PR #1034, opened 2022-12-07
added unit test cases for pagination

### LINKED ISSUE #401: Pagination unit tests
## Current Situation

A bug that was recently fixed in #398 involved the `pagination.py` utilities, which currently don't appear to have tests.

## Suggested Improvement

It would be great to add unit tests for this file!

## Implementation

prikshit-1103:
## Fixes
Fixes #401.

## Description
written unit test cases for pagination class and for pagination in case of the API call

### DIFF
--- a/api/test/unit/utils/test_Pagination.py
+++ b/api/test/unit/utils/test_Pagination.py
@@ -1,0 +1,60 @@
+import pytest
+from catalog.api.utils.pagination import StandardPagination
+from django.core.paginator import Paginator as DjangoPaginator
+from django.db import models
+from django.test import TestCase
+ 
+from rest_framework import (
+   exceptions, filters, generics, pagination, serializers, status
+)
+from rest_framework.pagination import PAGE_BREAK, PageLink
+from rest_framework.request import Request
+from rest_framework.test import APIRequestFactory
+ 
+factory = APIRequestFactory()
+ 
+class TestPagination:
+ 
+ def setup_method(self):
+       class PassThroughSerializer(serializers.BaseSerializer):
+           def to_representation(self, item):
+               return item
+ 
+       class EvenItemsOnly(filters.BaseFilterBackend):
+           def filter_queryset(self, request, queryset, view):
+               return [item for item in queryset if item % 2 == 0]
+ 
+       class BasicPagination(pagination.PageNumberPagination):
+           page_size = 5
+           page_size_query_param = 'page_size'
+           max_page_size = 20
+ 
+       self.view = generics.ListAPIView.as_view(
+           serializer_class=PassThroughSerializer,
+           queryset=range(1, 101),
+           filter_backends=[EvenItemsOnly],
+           pagination_class=BasicPagination
+       )
+ def test_setting_page_size(self):
+ 
+       request = factory.get('/', {'page_size': 10})
+       response = self.view(request)
+       assert response.status_code == status.HTTP_200_OK
+       assert response.data == {
+           'results': [2, 4, 6, 8, 10, 12, 14, 16, 18, 20],
+           'previous': None,
+           'next': 'http://testserver/?page=2&page_size=10',
+           'count': 50
+       }
+ 
+ def test_setting_page_size_to_zero(self):
+  
+       request = factory.get('/', {'page_size': 0})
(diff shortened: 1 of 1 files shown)


api/test/unit/utils/test_Pagination.py
```diff
@@ -0,0 +1,60 @@
...
+ def setup_method(self):
+       class PassThroughSerializer(serializers.BaseSerializer):
+           def to_representation(self, item):
+               return item
+ 
+       class EvenItemsOnly(filters.BaseFilterBackend):
+           def filter_queryset(self, request, queryset, view):
+               return [item for item in queryset if item % 2 == 0]
+ 
+       class BasicPagination(pagination.PageNumberPagination):
```
dhruvkb, line 27: The goal of the issue #401 was to test our `StandardPagination` class.

https://github.com/WordPress/openverse-api/blob/e3a5cfb9e7a88f8afb8167b6e6072fa5115e1e53/api/catalog/api/utils/pagination.py#L6

You should change the pagination class in your view to use `StandardPagination`.

api/test/unit/utils/test_Pagination.py
```diff
@@ -0,0 +1,60 @@
...
+ def test_setting_page_size_to_zero(self):
+  
+       request = factory.get('/', {'page_size': 0})
+       response = self.view(request)
+       assert response.status_code == status.HTTP_200_OK
+       assert response.data == {
+           'results': [2, 4, 6, 8, 10],
+           'previous': None,
+           'next': 'http://testserver/?page=2&page_size=0',
+           'count': 502
```
dhruvkb, line 59: The test is failing because the count is supposed to be 50.

api/test/unit/utils/test_Pagination.py
```diff
@@ -0,0 +1,60 @@
...
+from rest_framework import (
+   exceptions, filters, generics, pagination, serializers, status
+)
+from rest_framework.pagination import PAGE_BREAK, PageLink
+from rest_framework.request import Request
+from rest_framework.test import APIRequestFactory
+ 
+factory = APIRequestFactory()
+ 
+class TestPagination:
```
dhruvkb, line 16: Please use a consistent indentation of 4 spaces per indent level.

api/test/unit/utils/test_Pagination.py
```diff
@@ -0,0 +1,60 @@
...
+       response = self.view(request)
+       assert response.status_code == status.HTTP_200_OK
+       assert response.data == {
+           'results': [2, 4, 6, 8, 10, 12, 14, 16, 18, 20],
+           'previous': None,
+           'next': 'http://testserver/?page=2&page_size=10',
+           'count': 50
+       }
+ 
+ def test_setting_page_size_to_zero(self):
```
dhruvkb, line 50: Test names should be a statement of expectation.

```suggestion
 def test_setting_page_size_to_zero_uses_default(self):
```

api/test/unit/utils/test_Pagination.py
```diff
@@ -0,0 +1,60 @@
...
+           page_size_query_param = 'page_size'
+           max_page_size = 20
+ 
+       self.view = generics.ListAPIView.as_view(
+           serializer_class=PassThroughSerializer,
+           queryset=range(1, 101),
+           filter_backends=[EvenItemsOnly],
+           pagination_class=BasicPagination
+       )
+ def test_setting_page_size(self):
```
dhruvkb, line 38:
```suggestion
 def test_page_size_can_be_set_via_query_params(self):
```

dhruvkb (changes requested):
1. Please follow the PR message template. Not using it makes it harder to review PRs and breaks the link between the issue and the resolution.
2. Please lint the changes. The lint workflow has failed. To run lint, follow these steps.
	1. `just install`
	2. `just precommit`
	3. `just lint`
3. Please also add a test where page size is set to a non-integer value like a string or a float. You can [parametrize](https://docs.pytest.org/en/6.2.x/parametrize.html) the second test to accept all manners of invalid values.

krysal:
@prikshit-1103 I'll close this, but if you want to resume it at any time, please feel free to send another PR.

Your instructions ▸ Everything from the first line of the records through the line holding "A bug that was" is to be transcribed exactly; leave out all other lines.

Answer to the problem ▸
PR #1034, opened 2022-12-07
added unit test cases for pagination

### LINKED ISSUE #401: Pagination unit tests
## Current Situation

A bug that was recently fixed in #398 involved the `pagination.py` utilities, which currently don't appear to have tests.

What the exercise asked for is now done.